Many mental illness symptoms surface in a person’s early 20s, just as they are leaving the nest and establishing independence, which Kaye says complicates things. “When the world is telling them that they are an adult, and you know they need some help, it is very hard, because they may have periods of lucidity, where , ‘see I’m fine-I’m fine-I’m fine.’

“And then psychosis takes hold and you worry about impulsive acts,” Kaye says. “So it is a difficult balance to get the legal right to step in when you need to.” 

Kaye’s son was diagnosed with schizophrenia, and has rebuilt his life with her help and medication. But she knows what would have happened if she didn’t intervene. “Financially, any money he had would be gone, whether it was 20 cents or $20 million. He would just spend it. It’s very immediate. He would not have the judgment to understand how to spend that money or listen to anybody’s advice,” she says.

At Daniel’s Place  in Santa Monica, mentally ill young adults who are on their own can get help with anything from psychiatric treatment to applying for disability benefits. The center also holds money management classes to help young people become independent, and pay off the debts they ran up before treatment.  

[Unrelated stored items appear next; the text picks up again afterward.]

PR #7706, opened 2026-08-07
fix(weave): insert pending model costs when the schema is already current

gtarpenning:
## What breaks today

Model cost changes shipped in `cost_checkpoint.json` (new model ids, updated price history) with no accompanying schema migration were never applied once a database's schema was already at the latest migration version. New model ids render NULL costs and updated prices stay stale.

## Mechanism

`BaseClickHouseTraceServerMigrator.apply_migrations` has a lock-free pre-check that returns before acquiring the migration lock when there are no pending schema migrations:

```python
if not self._has_migrations_to_apply(target_db, target_version):
    logger.info("No migrations to apply to `%s`; skipping lock", target_db)
    return
```

That `return` happens before the post-migration hook (which is what inserts checkpoint costs) ever runs. The hook only fires from inside `_apply_migrations_locked`, which is unreachable once the pre-check short-circuits. So on any database that is already caught up on schema, a checkpoint-only cost change is silently never applied.

## What applies on merge

Three coordinated changes:

1. **`weave/trace_server/costs/insert_costs.py`**: extracted a `pending_costs()` helper (load, then diff against what's already in the table) shared by `insert_costs()` and a new read-only `has_pending_costs()` check. `has_pending_costs` saves/restores the caller's `client.database` (it runs on the shared migrator client outside the normal flow) and never raises, since a broken check must not break server startup. The old `should_insert_costs()` version gate is replaced by `costs_schema_is_ready()`, a `system.columns` probe: the gate's only real question is whether this database has the columns the cost code reads and writes, so it now asks the schema instead of comparing against a hardcoded migration number. `COST_COLUMNS` is the single source of truth, used both as the probe's column set and as the insert's `column_names`.

2. **`weave/trace_server/clickhouse_trace_server_migrator.py`**: added an optional `post_migration_work_check` threaded alongside the existing `post_migration_hook` through all migrator constructors and the factory function. The lock-free pre-check now also asks `_has_post_migration_work`, so pending cost work takes the lock even when there's no schema migration to apply. The check is short-circuited to run only when no migration is pending (the target db may not have the relevant tables otherwise), and is a no-op unless both a hook and a work check are configured, so callers that already pass `post_migration_hook=None` to opt out of the costs hook are unaffected by this change.

3. **`tests/trace_server_migrator/test_migrator_functional.py`**: two real-ClickHouse regression tests. There was previously no test covering the post-migration hook at all, and the existing migrator unit tests use mocked clients, which is why this shipped unnoticed. `tests/trace_server/test_clickhouse_trace_server_migrator.py` also gains a case asserting the work check is never invoked when no hook is configured.

The actual insert still runs inside the migration lock, unchanged from before. Running `insert_costs` unlocked on N rolling-deploy replicas would make the read-then-write cost diff a race, inserting N duplicate rows per model on every deploy.

## Why the version gate went away

`should_insert_costs` required migration 5, where `llm_token_prices` is created. But `get_current_costs` selects `cache_read_input_token_cost` and `cache_creation_input_token_cost`, which migration 27 adds. The gate therefore approved versions 5 through 26, where the read fails and `filter_out_current_costs` swallows the error. That is how the stale 5 survived migration 27: the failure mode is a caught exception nobody reads.

Bumping 5 to 27 would fix the instance and leave the mechanism, so the version number is gone instead. A new parameterized functional test pins the coupling at the three interesting points, and the middle row is exactly the case the old gate got wrong:

| Schema | `llm_token_prices` exists | Gate ready | Cost read works |
| --- | --- | --- | --- |
| 4 | no | no | raises |
| 26 | yes | no | raises |
| latest | yes | yes | yes |

Two related notes:

- `has_pending_costs` is new steady-state work. The checkpoint diff used to run only when a migration was actually applied; it now runs once per replica boot, alongside the small `_read_migration_status` read the pre-check needs. `llm_token_prices` holds a few thousand `system` rows, so this is a cheap read on a path that already talks to ClickHouse, but it is new per-boot work.
- `PostMigrationHookContext` keeps its `current_version` / `target_version` fields even though the default costs hook no longer reads them. They describe the migration that just ran and remain useful to any other hook, so they stay part of the hook contract rather than being removed as dead code.

## Testing

- `uv run --group test python -m pytest tests/trace_server/costs/test_insert_costs.py tests/trace_server/test_clickhouse_trace_server_migrator.py -q`: 118 passed
- `uv run --group test python -m pytest tests/trace_server_migrator/test_migrator_functional.py -q` (real ClickHouse): 25 passed, 1 pre-existing unrelated failure deselected (see below). Includes the backfill regression test, which migrates a scratch database to latest, deletes a model's seeded `created_by='system'` rows to simulate a checkpoint change made after the schema was already current, and asserts the row is restored by a second `apply_migrations` call with no version bump. Verified this test fails (0 rows restored) against the pre-fix code and passes against the fix.
- The schema-gate test was strengthened after that full-file run (adding the table-existence column of the table above) and re-run with the backfill test: 4 passed. The edit touched only that test function and an import, not the source or any shared fixture.
- `uvx ruff check` / `uvx ruff format --check` on touched files: clean
- `nox --no-install -e lint` (ty, import-linter, pyright, mypy, ruff): passed, with the changes staged so `prek` did not stash them out from under the type checkers
- Deselected `test_distributed_legacy_replicated_management_db`: pre-existing failure in this environment unrelated to this change (an `ORDER BY (db_name)` vs `ORDER BY db_name` engine-string formatting difference, reproduces identically on an unmodified checkout with this branch's changes absent, so it is a local ClickHouse version difference in how the engine string is rendered).

### DIFF
--- a/tests/trace_server/costs/test_insert_costs.py
+++ b/tests/trace_server/costs/test_insert_costs.py
@@ -177,7 +177,6 @@ class TestInsertCosts(unittest.TestCase):
         mock_insert_db.assert_called_once_with(
             self.client, mock_filter_costs.return_value
         )
-        mock_logger.info.assert_any_call("Loaded %d costs from json", 2)
         mock_logger.info.assert_any_call(
             "There are %d costs to insert, after filtering out existing costs", 1
         )
@@ -258,7 +257,6 @@ class TestInsertCosts(unittest.TestCase):
         mock_load_json.assert_called_once()
         mock_filter_costs.assert_called_once_with(self.client, self.sample_costs_json)
         mock_insert_db.assert_not_called()
-        mock_logger.info.assert_any_call("Loaded %d costs from json", 2)
         mock_logger.info.assert_any_call(
             "There are %d costs to insert, after filtering out existing costs", 0
         )
--- a/tests/trace_server/test_clickhouse_trace_server_migrator.py
+++ b/tests/trace_server/test_clickhouse_trace_server_migrator.py
@@ -466,6 +466,32 @@ def test_apply_migrations_costs_disabled_does_not_call_costs(mock_migration_lock
     mock_insert_costs.assert_not_called()
 
 
+def test_apply_migrations_work_check_inert_without_a_hook():
+    """A work check is meaningless without a hook to act on it.
+
+    A caller that opts out of the hook (post_migration_hook=None) but leaves a
+    work check configured must not have that check invoked by the lock-free
+    pre-check, even at a schema version where it would otherwise fire.
+    """
+    ch_client = _make_ch_client()
+    work_check = Mock(return_value=True)
+    migrator = trace_server_migrator.get_clickhouse_trace_server_migrator(
+        ch_client, post_migration_hook=None, post_migration_work_check=work_check
+    )
+    migrator._has_migrations_to_apply = Mock(return_value=False)
+    migrator._read_migration_status = Mock(
+        return_value={"curr_version": 10, "partially_applied_version": None}
+    )
+
+    with patch(
+        "weave.trace_server.clickhouse_trace_server_migrator.migration_lock"
+    ) as mock_lock:
+        migrator.apply_migrations("test_db")
+
+    work_check.assert_not_called()
+    mock_lock.assert_not_called()
+
+
 def test_apply_migrations_skips_lock_when_nothing_pending():
     """The lock-free pre-check short-circuits when no schema migration is due,
     so rolling replicas don't serialize through the lock for a no-op.
@@ -475,6 +501,7 @@ def test_apply_migrations_skips_lock_when_nothing_pending():
         ch_client, post_migration_hook=None
     )
     migrator._has_migrations_to_apply = Mock(return_value=False)
+    migrator._has_post_migration_work = Mock(return_value=False)
     migrator._apply_migrations_locked = Mock()
 
     with patch(
--- a/tests/trace_server/test_clickhouse_trace_server_migrator.py
+++ b/tests/trace_server/test_clickhouse_trace_server_migrator.py
@@ -113,7 +113,7 @@ def mock_migration_lock():
 def mock_costs():
     with (
         patch(
-            "weave.trace_server.clickhouse_trace_server_migrator.should_insert_costs",
+            "weave.trace_server.clickhouse_trace_server_migrator.costs_schema_is_ready",
             return_value=False,
         ),
         patch("weave.trace_server.clickhouse_trace_server_migrator.insert_costs"),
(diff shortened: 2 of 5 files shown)


nikumar1206 (commented):
<html><head></head><body><p><code dir="ltr">llm_token_prices</code> is created in migration 5, but the cost check reads two extra columns:</p><pre dir="ltr"><code>cache_read_input_token_cost
cache_creation_input_token_cost</code></pre><p>Those columns are not added until migration 27.</p><p>So if someone runs:</p><pre dir="ltr"><code>apply_migrations(db, target_version=10)</code></pre><p>the database has the costs table, but not those two columns. The new <code dir="ltr">should_insert_costs</code> returns <code dir="ltr">True</code> because <code dir="ltr">10 &gt;= 5</code>, then the cost check queries columns that do not exist. It catches the database error and returns no pending costs.</p><p>Separately, a rollback such as version 40 down to 30 now also returns <code dir="ltr">True</code>. That makes the migration hook insert the new checkpoint’s cost rows while rolling the schema backwards. The old condition avoided this because it only allowed the hook when moving forward.</p><p>The desired behavior is:</p><div><div><div>
Migration action | Run cost hook?
-- | --
26 → 27 | Yes
30 → 30, checkpoint-only backfill | Yes
40 → 30 | No
0 → 10 | No, required columns do not exist

</div></div></div><p>That is why I suggested both:</p><ul><li>require schema version 27, not merely 5</li><li>require <code dir="ltr">target_version &gt;= current_version</code> when an explicit target is supplied</li></ul></body></html>

nikumar1206 (approved):

gtarpenning:
@nikumar1206 both claims check out against the code, different conclusions on each.

**5 vs 27:** right that `get_current_costs` reads the two cache columns and only `027_add_cache_token_costs` adds them. But the old gate returned True there too: `should_insert_costs(0, 10)` is `10 >= 5 and 0 < 10`, so `target_version=10` never inserted costs before this PR either, the SELECT failed and `filter_out_current_costs` swallowed it. The only newly reachable case is `5 <= target <= 26 and curr == target`, where the work check throws, `has_pending_costs` catches it, and no lock is taken. Spurious traceback, not a data change.

Fixing it anyway, for the rot rather than the bug: 27 added columns to the cost query and nobody bumped the 5, and nothing caught it because the failure is a caught exception. Bumping 5 to 27 fixes this instance and leaves the mechanism in place. The gate only ever asks "does this db have the columns I'm about to read and write", so I'll ask `system.columns` that directly and delete the hardcoded version. One cheap query, covers table-missing and columns-missing, no version threaded into the hook context, no except path.

**40 to 30:** down migrations are disabled. `_determine_migrations_to_apply` logs and returns `[]` when `target < current` (the loop is commented out), so that call is a schema no-op: the work check runs at 40, the hook inserts at 40, same as a normal boot. Nothing rolls backwards. And if downs came back, `target >= current` is the wrong invariant. The hook already evaluates `applied_target_version`, so a capability gate handles a real 40 to 30 on its own: the columns exist at 30, the insert is legal, and `llm_token_prices` is append-only and effective_date keyed. A schema rollback is not a request for last quarter's prices. Skipping that guard.

Separately, something neither of us flagged: `has_pending_costs` is new per-boot work, since the diff query used to run only when a migration was actually applied. Tiny table, but it is a new read on every replica boot and belongs in the PR body.

gtarpenning:
@nikumar1206 pushed `eb61b1fa`.

The gate is now a `system.columns` probe over `COST_COLUMNS`, the same tuple the insert passes as `column_names`, so there is no migration number left to keep in sync and the table-missing case falls out of the same check. `should_insert_costs` is gone.

New parameterized functional test pins v4 / v26 / latest. The v26 row asserts table exists, gate refuses, cost read raises, which is precisely the range the hardcoded 5 approved.

Left the `target >= current` guard out, for the reasons above. Body now also flags the two things worth knowing: the checkpoint diff is new per-boot work, and `PostMigrationHookContext` keeps its version fields even though the costs hook stopped reading them.

PR #7708, opened 2026-08-09
fix(weave_ts): link an evaluation to the agent spans it produced

ro31337:
Four PRs, in review order:

1. TypeScript evals: **this PR**. A prerequisite, separate from this work: it fixes existing eval linking.

## JIRA Issue(s)

https://coreweave.atlassian.net/browse/WB-38444

## Description

In TypeScript an evaluation never links to the agent spans its predictions produce. No "View spans" button, and the eval columns on `spans` stay empty. Python has had this link since May.

The code for it was here all along, just never connected. The processor registered on the OTel global provider, but weave emits through its own provider, which is kept out of that registry. The call never even ran: with no user-installed provider, `trace.getTracerProvider()` has no `addSpanProcessor`, so the helper returned `false` and nobody checked. Nothing regressed; the wire was never there.

The fix registers the processor where the provider is built, because that happens lazily on the first span and again when `init()` switches projects.

One attribute was missing too. The server counts a span as linked only with both `weave.eval.run_id` and `weave.eval.predict_and_score_call_id`, and TypeScript wrote only the second. It now writes both, run id first, since a full span drops whatever arrives next.

That is enough for the "View spans" drill-in. Full parity is a separate ticket, and so is `EvaluationLogger`, which cannot be linked this way at all.

## Why this approach

Turning the processor on also turns on its `onEnd` hook, which appended a span ref to the prediction call's `childSummary`. That hook has never run, and once it does the result is wrong: `childSummary` propagates to the parent, and merging two rows' arrays gives an object with numeric keys, so every multi-row eval would ship a malformed `weave.genai_span_ref` on its root call. So it is gone. An existing test already says an SDK must not write that field; the promoted columns carry the link.

The linker goes after the exporting processor, the same order Python uses. That is neutral for the default pipeline. A custom `settings.genai.spanProcessor` now runs before it and will not see `weave.eval.*`, but no processor has ever seen those attributes, so nothing is lost today.

## Testing

The new tests go through the public path: run an `Evaluation`, emit a real GenAI span, read the exported span. That is the only kind of test that catches this, since the old ones drove the processor directly and passed for months against a processor nobody had attached; the full `sdks/node` suite (503 tests), eslint, prettier and both typechecks are green.

### DIFF
--- a/AGENTS.md
+++ b/AGENTS.md
@@ -381,10 +381,10 @@ deterministic.
   builds, never the OTel global registry. A processor that must see them belongs
   in that provider's `spanProcessors`, which is built lazily on the first span
   and rebuilt on a project switch — registering once from `init()` misses both.
-- OTel JS drops the *incoming* attribute once a span is at its attribute limit,
-  the opposite of Python's evict-the-oldest `BoundedAttributes`. Write order is
-  therefore load-bearing and inverted between the two SDKs: whatever a
-  processor sets first is what survives.
+- At a span's attribute limit OTel JS drops the *incoming* attribute, where
+  Python's `BoundedAttributes` evicts the oldest. A processor writing several
+  attributes therefore keeps its most important one first in JS and last in
+  Python.
 - For callback or generator integrations, create `Conversation`, `Turn`, and
   `LLM` in short `runIsolated()` scopes, then retain and pass explicit handles.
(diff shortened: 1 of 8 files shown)


rgao-coreweave (approved):
Amazing work, learned a lot!

LGTM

“We’ve had stories of youth buying plane tickets, we’ve had youth charge outrageous things to parent’s credit cards, really having their own reasons for doing it behind it. But those reasons were not based in a lot of rational thinking,” said Emily James, a longtime manager at Daniel’s Place who also works at the group’s parent organization, Step Up On Second in Los Angeles.
 
The center also supports parents who have conservatorships, but are still butting heads with their adult children. 

“Money is really looked at as a source of control by the youth a lot of times, so we really have to help educate the youth about responsible budgeting and spending, and also empowering them to be able to do so,” James says. She adds that mentally ill young adults face the same basic financial hang-up as everyone else: distinguishing wants over needs. Their illness just magnifies that struggle.